Measurement and Analysis of Local Pulse Transit Time for Emotion Recognition

Emotion recognition based on physiological parameters is a research field that pushes forward from lab settings to real-life investigations. Wearable devices facilitate this advance. However, these devices are still functionally limited compared to stationary medical devices. Our goal is to extend the capability of wearable devices by developing a method that measures the pulse transit time (PTT) locally. The PTT is an interesting parameter regarding emotion recognition. A method for local PTT measurement can be implemented using two photoplethysmography (PPG) sensors. However, this method is error-prone. In this paper, the physiological background that is presumably responsible for erroneous PPG-based PTT measurements is discussed. We present an algorithm that is capable to handle the derived physiological effects. The algorithm analyzes and compares the two PPG-signals to adapt to time-varying physiological effects. By using this algorithm, calculating and analyzing of the local PTT in the context of emotion recognition become possible.

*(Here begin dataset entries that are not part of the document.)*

PR #732, opened 2016-06-14
add gradle distribution with sources

patflynn:
apparently this gives us better autocompletion and stuff.  Also gets rid of the annoying IJ notification to do this.


etanshaul:
that's cool. lgtm.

A study ( ${n} = {40}$ ) to test the algorithm and investigate the usefulness of local PTT analysis for emotion recognition in combination with other physiological signals was conducted. PTT-based parameters, which were derived from the frequency domain of the signal, showed a statistically significant ( ${p} < {0.05}$ ) difference between induced emotional states, if calculated by the developed algorithm. Our findings indicate that parameters derived by our method are significantly affected by emotional stimuli. We suggest that this method can be used to advance emotion recognition investigations in real life as it can potentially be integrated into a single wearable device.